[Start of Attachment]

Issue #1178, opened 2022-04-26
Race condition when recreating a pod during an upgrade


brownleej:
### What happened?

During an upgrade, we perform the following steps:

1. Update the image version for the sidecar container in each pod to inject new binaries
2. Bounce the fdbserver processes so they start running the new binaries
3. Update the running version in the resource status to reflect that the cluster is running the new version
4. Recreate the pods so the main container is running the new version

There can be a delay between steps 1 and 2, if one of the pods is failing to update. This is more likely in a multi-DC configuration, because we need the pods to be updated in all of the DCs. If a pod gets deleted between steps 1 and 2, the operator will recreate it with the init container and main container at the old version, and the sidecar container at the new version. The init container will generate a monitor conf referencing the binary in /usr/bin/fdbserver, which is the old version. Then in parallel we will start the main container and the sidecar container. The main container may load the monitor conf from the init container referencing the old version, or it may load the monitor conf from the sidecar referencing the new version, depending on the timing of the two container launches.

### What did you expect to happen?

The desired behavior here isn't obvious because it's ambiguous what the desired version for the binary is. At a minimum we should make it consistently produce a single version depending on the operator's understanding of the state of the cluster.

### How can we reproduce it (as minimally and precisely as possible)?

1. Start a multi-DC cluster on FDB 6.3
2. Start an upgrade in DC1 to FDB 7.1, and leave the others on 6.3
3. Delete all the pods in DC1
4. Observe the distribution of fdbserver versions that are running in the pods.

### FDB Kubernetes operator

<details>

1.3.0

</details>

### Kubernetes version

<details>

v1.19.13
</details>

### Cloud provider

<details>
N/A
</details>

johscheuer:
I would expect that if a Pod get's deleted between step 1-2 that the operator is able to converge the state of this Pod to the new version again. We should always try. to reconcile the state based on the version defined in the cluster spec.

brownleej:
> We should always try. to reconcile the state based on the version defined in the cluster spec.
[...]

PR #1200, opened 2022-05-04
If a Pod gets deleted during an upgrade recreate it with the new version

johscheuer:
# Description

fixes: https://github.com/FoundationDB/fdb-kubernetes-operator/issues/1178

## Type of change

## Discussion

Like discussed in the issue we will recreate Pods that are deleted during an upgrade.

## Testing

Unit testing, local test and e2e test.

## Documentation

Will be updated.

## Follow-up

-

### DIFF
--- a/controllers/bounce_processes.go
+++ b/controllers/bounce_processes.go
@@ -67,6 +67,7 @@ func (bounceProcesses) reconcile(ctx context.Context, r *FoundationDBClusterReco
 
 	processesToBounce := fdbv1beta2.FilterByConditions(cluster.Status.ProcessGroups, map[fdbv1beta2.ProcessGroupConditionType]bool{
 		fdbv1beta2.IncorrectCommandLine: true,
+		fdbv1beta2.IncorrectPodSpec:     false,
 	}, true)
 
 	addresses := make([]fdbv1beta2.ProcessAddress, 0, len(processesToBounce))
--- a/controllers/bounce_processes.go
+++ b/controllers/bounce_processes.go
@@ -67,7 +67,6 @@ func (bounceProcesses) reconcile(ctx context.Context, r *FoundationDBClusterReco
 
 	processesToBounce := fdbv1beta2.FilterByConditions(cluster.Status.ProcessGroups, map[fdbv1beta2.ProcessGroupConditionType]bool{
 		fdbv1beta2.IncorrectCommandLine: true,
-		fdbv1beta2.IncorrectPodSpec:     false,
 	}, true)
 
 	addresses := make([]fdbv1beta2.ProcessAddress, 0, len(processesToBounce))
@@ -110,7 +109,7 @@ func (bounceProcesses) reconcile(ctx context.Context, r *FoundationDBClusterReco
 		return &requeue{message: "Waiting for config map to sync to all pods"}
 	}
 
-	upgrading := cluster.Status.RunningVersion != cluster.Spec.Version
+	upgrading := cluster.IsBeingUpgraded()
 
 	if len(addresses) > 0 {
 		if !pointer.BoolDeref(cluster.Spec.AutomationOptions.KillProcesses, true) {
--- a/controllers/bounce_processes.go
+++ b/controllers/bounce_processes.go
@@ -110,8 +110,6 @@ func (bounceProcesses) reconcile(ctx context.Context, r *FoundationDBClusterReco
 		return &requeue{message: "Waiting for config map to sync to all pods"}
 	}
 
-	upgrading := cluster.IsBeingUpgraded()
-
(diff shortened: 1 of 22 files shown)


controllers/bounce_processes.go
```diff
@@ -67,7 +67,6 @@ func (bounceProcesses) reconcile(ctx context.Context, r *FoundationDBClusterReco
 
 	processesToBounce := fdbv1beta2.FilterByConditions(cluster.Status.ProcessGroups, map[fdbv1beta2.ProcessGroupConditionType]bool{
 		fdbv1beta2.IncorrectCommandLine: true,
-		fdbv1beta2.IncorrectPodSpec:     false,
```
johscheuer, line 70: We have to keep this here and update the logic for how we calculate the incorrect pod spec.

pkg/podmanager/fdb_process_group.go
```diff
@@ -34,7 +34,7 @@ import (
 var processIDRegex = regexp.MustCompile(`^([\w-]+-\d)-\d$`)
 
 // ParseProcessGroupID extracts the components of a process group ID.
-func ParseProcessGroupID(id string) (fdbv1beta2.ProcessClass, int, error) {
+func ParseProcessGroupID(id string) (int, error) {
```
johscheuer, line 37: I know that's a breaking change but the underlying method returned actually the prefix and not the process class, which means the signature was wrong. We also never used the prefix somewhere and only make use of the ID number.

johscheuer:
I ran a test for single cluster upgrades (one stable and one with chaos killing randomly a Pod):

internal/pod_models.go
```diff
@@ -37,6 +37,17 @@ import (
...
 
+const (
+	// SidecarContainer is the name of the sidecar container
+	SidecarContainer string = "foundationdb-kubernetes-sidecar"
+	// MainContainer is the name of main container that runs FoundationDB
+	MainContainer string = "foundationdb"
+	// InitContainer is the name of the init container
+	InitContainer string = "foundationdb-kubernetes-init"
+	// SidecarDefaultImage is the name of the default sidecar and init container
+	SidecarDefaultImage string = "foundationdb/foundationdb-kubernetes-sidecar"
```
johscheuer, line 48: We could also think about exposing this information to allow adopters to make use of these constants.

09harsh (approved):
LGTM 👍

pkg/podmanager/fdb_process_group.go
johscheuer: We should change this back and make a note at the top that the process class is actually a string.

johscheuer (commented):
We should document a possible failure and how to recover from it.

controllers/update_status.go
```diff
@@ -514,27 +502,20 @@ func validateProcessGroup(ctx context.Context, r *FoundationDBClusterReconciler,
...
-
-	specHash, err := internal.GetPodSpecHash(cluster, processGroupStatus.ProcessClass, idNum, nil)
+	correctPodSpec, err := internal.PodHasCorrectSpec(cluster, processGroupStatus.ProcessClass, processGroupStatus.ProcessGroupID, *pod)
 	if err != nil {
 		return err
 	}
 
-	incorrectPod := !metadataMatches(pod.ObjectMeta, internal.GetPodMetadata(cluster, processGroupStatus.ProcessClass, processGroupStatus.ProcessGroupID, specHash))
-	if !incorrectPod {
+	if correctPodSpec && !cluster.IsBeingUpgraded() {
```
brownleej, line 510: Is the implication of this that we will not set the `IncorrectPodSpec` condition until after the processes are running on the desired version? If so, is the reasoning that we will have a different condition set on the process groups when they're running at the wrong version? That seems like subtle logic, and it might be good to document.

internal/pod_models_test.go
```diff
@@ -3181,4 +3181,114 @@ var _ = Describe("pod_models", func() {
...
+				})
+			})
+
+		})
+	})
 })
+
+/*
+
+add tests:
```
brownleej, line 3285: Does this need additional action, or should we remove it?

pkg/podmanager/fdb_process_group.go
brownleej: We should deprecate it as well, if we have no need identified for the version that returns a process class or prefix.

brownleej (changes requested):

internal/pod_models_test.go
johscheuer: Oh, I forgot to remove that.

brownleej (approved):
👍

johscheuer:
We won't follow this path and we will be focusing instead of the unified image approach.

Issue #1950, opened 2024-02-23
Fix race condition in FDB go bindings


johscheuer:
### What happened?

See: https://github.com/FoundationDB/fdb-kubernetes-operator/pull/1932#issuecomment-1960821984, current PR: https://github.com/apple/foundationdb/pull/11221. The error is:

```text
  goroutine 312 [syscall]:
  runtime.cgocall(0x15c3390, 0xc0009d5780)
  	/usr/local/go/src/runtime/cgocall.go:157 +0x5c fp=0xc0009d5758 sp=0xc0009d5720 pc=0x40887c
  github.com/apple/foundationdb/bindings/go/src/fdb._Cfunc_fdb_run_network()
  	_cgo_gotypes.go:378 +0x48 fp=0xc0009d5780 sp=0xc0009d5758 pc=0x139f3e8
  github.com/apple/foundationdb/bindings/go/src/fdb.startNetwork.func1()
  	/go/pkg/mod/github.com/johscheuer/foundationdb/bindings/go@v0.0.0-20240223074533-f06c55dce3a5/src/fdb/fdb.go:217 +0x1d fp=0xc0009d57e0 sp=0xc0009d5780 pc=0x13a841d
  runtime.goexit()
  	/usr/local/go/src/runtime/asm_amd64.s:1598 +0x1 fp=0xc0009d57e8 sp=0xc0009d57e0 pc=0x470141
  created by github.com/apple/foundationdb/bindings/go/src/fdb.startNetwork
  	/go/pkg/mod/github.com/johscheuer/foundationdb/bindings/go@v0.0.0-20240223074533-f06c55dce3a5/src/fdb/fdb.go:216 +0x165
```

Since we got a repeatable test setup we have to invest on how to solve that issue.

### What did you expect to happen?

FDB bindings shouldn't crash. Those are the last printed log lines:

```text
  Error determining public address.
  fatal error: unexpected signal during runtime execution
  Error determining public address.
  [signal SIGSEGV: segmentation violation code=0x1 addr=0x40 pc=0x7f8c78ded03a]
```

### How can we reproduce it (as minimally and precisely as possible)?

See the PR above.

### Anything else we need to know?

There was an attempt in the past to fix that issue: https://github.com/apple/foundationdb/pull/11104 but that didn't solve the issue.

### FDB Kubernetes operator

<details>

latest version.

</details>

### Kubernetes version

<details>

```console
$ kubectl version
# paste output here
```

</details>

[...]

PR #1956, opened 2024-03-05
Document issue with older fdb bindings and DNS support

johscheuer:
# Description

Documents the limitations of the copy approach for the primary FDB lib, see: https://github.com/apple/foundationdb/issues/11222

Fixes: https://github.com/FoundationDB/fdb-kubernetes-operator/issues/1950

## Type of change

- Documentation

## Discussion

I also added `tini` to the operator image to allow the manager to generate coredumps, if the process is PID 1 it doesn't work.

## Testing

-

## Documentation

Updated.

## Follow-up

-

### DIFF
--- a/Dockerfile
+++ b/Dockerfile
@@ -54,14 +54,6 @@ VOLUME /usr/lib/fdb
 
 WORKDIR /
 
-# Add tini to the operator image to allow to take coredumps.
-ENV TINI_VERSION v0.19.0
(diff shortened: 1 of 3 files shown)


Dockerfile
```diff
@@ -54,6 +54,14 @@ VOLUME /usr/lib/fdb
 
 WORKDIR /
 
+# Add tini to the operator image to allow to take coredumps.
+ENV TINI_VERSION v0.19.0
```
johscheuer, line 58: I'll remove the tini setup from this PR and create a new one.

brownleej (approved):
👍

PR #1957, opened 2024-03-05
Minor typo fix in mention of localities

gm42:
# Description

This is a minor typo fix in the documentation (technical design).

## Type of change

- Documentation

### DIFF
--- a/docs/manual/technical_design.md
+++ b/docs/manual/technical_design.md
@@ -445,10 +445,7 @@ If a process is missing in the machine-readable status the operator will issue a
 The current default for the operator is to use the Pod IP for the exclusion command, if a Pod get's deleted and recreated it could get a new IP address and the operator has to issue a new exclude command for the new IP address.
 To workaround this FoundationDB added support for locality based exclusions in 7.0 and the operator supports this by setting [useLocalitiesForExclusion](https://github.com/FoundationDB/fdb-kubernetes-operator/blob/main/docs/cluster_spec.md#foundationdbclusterautomationoptions) in the FoundationDBCluster spec.
 
-**Warning** the locality-based exclusions are not well tested in our e2e test setup ye.
-locality based exclusion
-
-The operator is not able to use the `failed` option for exclusions.
+NOTE: the operator is not able to use the `failed` option for exclusions.
 
 ## Next
 


docs/manual/technical_design.md
```diff
@@ -445,8 +445,7 @@ If a process is missing in the machine-readable status the operator will issue a
 The current default for the operator is to use the Pod IP for the exclusion command, if a Pod get's deleted and recreated it could get a new IP address and the operator has to issue a new exclude command for the new IP address.
 To workaround this FoundationDB added support for locality based exclusions in 7.0 and the operator supports this by setting [useLocalitiesForExclusion](https://github.com/FoundationDB/fdb-kubernetes-operator/blob/main/docs/cluster_spec.md#foundationdbclusterautomationoptions) in the FoundationDBCluster spec.
 
-**Warning** the locality-based exclusions are not well tested in our e2e test setup ye.
-locality based exclusion
+**Warning** the locality-based exclusions are not well tested in our e2e test setup yet.
```
johscheuer, line 448: Can we actually drop this statement as we have multiple tests for this feature now and we just forgot to remove it :)

johscheuer (commented):
Thanks for the PR!

docs/manual/technical_design.md
gm42: Ha! Good to know :)

I have left the second statement, is it still valid?

johscheuer (approved):
LGTM 👍

gm42:
Thanks @johscheuer!

I have a related question: I am creating a cluster using the `faultDomain` as described [here](https://github.com/FoundationDB/fdb-kubernetes-operator/blob/0d2046a/docs/manual/fault_domains.md#option-1-single-kubernetes-replication). I copy/pasted that block in my FDB definition, even if documentation mentions that it is the default and thus should be unnecessary.

However pods are still getting scheduled on same nodes, and I do not see any topology spread / pod anti-affinity being generated in the pod YAML definitions created by the operator. I also tried to find references to this configuration in the codebase of the operator, but I can't find anything related to the default as mentioned there :thinking: instead I see plenty of checks for the key `foundationdb.org/kubernetes-cluster`.

Do you have any pointers for me to understand better how the fault domain feature works, or perhaps existing E2E tests covering this?

gm42:
Sure, I wanted to make sure that there is a problem first, by checking the relevant code. I will try to reproduce it and then open an issue.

[End of Attachment]

▶ _Task objective_:
The response must consist solely of the number of lines in the listing above that contain "shown".

▶ _Your solution_:
2